__What you will do__
In the data below, find each line carrying the string "should" and copy it out.

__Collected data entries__
....................

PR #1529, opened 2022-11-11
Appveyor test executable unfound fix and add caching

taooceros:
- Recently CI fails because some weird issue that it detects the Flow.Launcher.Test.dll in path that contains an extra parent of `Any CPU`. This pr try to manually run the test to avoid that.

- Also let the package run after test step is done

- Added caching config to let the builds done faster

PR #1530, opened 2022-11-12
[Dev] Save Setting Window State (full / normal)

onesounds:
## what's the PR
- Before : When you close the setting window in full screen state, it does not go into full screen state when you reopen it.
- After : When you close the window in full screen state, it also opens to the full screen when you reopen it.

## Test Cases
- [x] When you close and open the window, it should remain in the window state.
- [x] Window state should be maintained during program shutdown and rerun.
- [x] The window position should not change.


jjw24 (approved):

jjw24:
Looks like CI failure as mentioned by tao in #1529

....................

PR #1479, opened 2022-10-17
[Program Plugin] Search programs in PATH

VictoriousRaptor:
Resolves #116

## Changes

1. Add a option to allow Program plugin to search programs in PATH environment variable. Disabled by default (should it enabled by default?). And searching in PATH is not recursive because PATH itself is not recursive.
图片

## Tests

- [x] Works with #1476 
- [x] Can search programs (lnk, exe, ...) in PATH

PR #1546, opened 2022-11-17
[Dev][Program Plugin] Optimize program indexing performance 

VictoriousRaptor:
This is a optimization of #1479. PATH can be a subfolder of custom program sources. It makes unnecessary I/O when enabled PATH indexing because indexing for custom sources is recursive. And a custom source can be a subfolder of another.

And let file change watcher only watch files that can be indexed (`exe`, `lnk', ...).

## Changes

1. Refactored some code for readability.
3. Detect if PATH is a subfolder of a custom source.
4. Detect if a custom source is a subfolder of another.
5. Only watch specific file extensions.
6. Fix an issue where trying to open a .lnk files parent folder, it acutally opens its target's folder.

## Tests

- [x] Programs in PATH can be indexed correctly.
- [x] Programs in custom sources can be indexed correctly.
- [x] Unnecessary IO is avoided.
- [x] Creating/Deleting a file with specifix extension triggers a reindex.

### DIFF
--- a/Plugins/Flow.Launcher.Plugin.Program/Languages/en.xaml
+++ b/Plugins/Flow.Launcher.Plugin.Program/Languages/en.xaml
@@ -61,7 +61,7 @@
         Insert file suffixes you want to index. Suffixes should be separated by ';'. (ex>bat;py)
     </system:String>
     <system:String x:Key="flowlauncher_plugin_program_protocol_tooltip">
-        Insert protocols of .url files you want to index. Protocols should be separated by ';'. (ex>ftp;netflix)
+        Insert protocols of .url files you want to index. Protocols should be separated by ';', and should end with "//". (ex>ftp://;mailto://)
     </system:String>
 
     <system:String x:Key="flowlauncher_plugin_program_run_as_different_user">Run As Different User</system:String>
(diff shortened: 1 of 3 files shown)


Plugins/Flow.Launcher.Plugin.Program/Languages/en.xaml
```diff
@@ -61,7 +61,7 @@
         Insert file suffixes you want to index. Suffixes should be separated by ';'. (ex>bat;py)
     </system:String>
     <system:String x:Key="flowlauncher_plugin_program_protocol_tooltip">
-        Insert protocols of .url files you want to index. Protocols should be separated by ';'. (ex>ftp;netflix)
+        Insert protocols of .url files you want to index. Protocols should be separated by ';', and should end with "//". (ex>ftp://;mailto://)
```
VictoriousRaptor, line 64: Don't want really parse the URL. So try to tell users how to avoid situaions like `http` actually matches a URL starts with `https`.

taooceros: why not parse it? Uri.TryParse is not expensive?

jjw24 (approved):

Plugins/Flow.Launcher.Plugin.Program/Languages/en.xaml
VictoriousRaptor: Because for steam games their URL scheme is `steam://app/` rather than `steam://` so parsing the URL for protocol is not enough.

....................

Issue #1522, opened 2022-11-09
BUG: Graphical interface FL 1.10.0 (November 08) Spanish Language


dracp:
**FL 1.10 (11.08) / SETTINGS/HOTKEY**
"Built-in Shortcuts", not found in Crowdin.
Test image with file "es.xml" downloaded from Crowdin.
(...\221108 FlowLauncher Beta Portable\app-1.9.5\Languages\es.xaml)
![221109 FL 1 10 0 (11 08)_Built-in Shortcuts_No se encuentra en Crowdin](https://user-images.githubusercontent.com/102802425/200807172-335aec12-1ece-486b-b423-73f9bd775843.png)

....................

__Task result__
- [x] When you close and open the window, it should remain in the window state.
- [x] Window state should be maintained during program shutdown and rerun.
- [x] The window position should not change.
1. Add a option to allow Program plugin to search programs in PATH environment variable. Disabled by default (should it enabled by default?). And searching in PATH is not recursive because PATH itself is not recursive.
         Insert file suffixes you want to index. Suffixes should be separated by ';'. (ex>bat;py)
-        Insert protocols of .url files you want to index. Protocols should be separated by ';'. (ex>ftp;netflix)
+        Insert protocols of .url files you want to index. Protocols should be separated by ';', and should end with "//". (ex>ftp://;mailto://)
         Insert file suffixes you want to index. Suffixes should be separated by ';'. (ex>bat;py)
-        Insert protocols of .url files you want to index. Protocols should be separated by ';'. (ex>ftp;netflix)
+        Insert protocols of .url files you want to index. Protocols should be separated by ';', and should end with "//". (ex>ftp://;mailto://)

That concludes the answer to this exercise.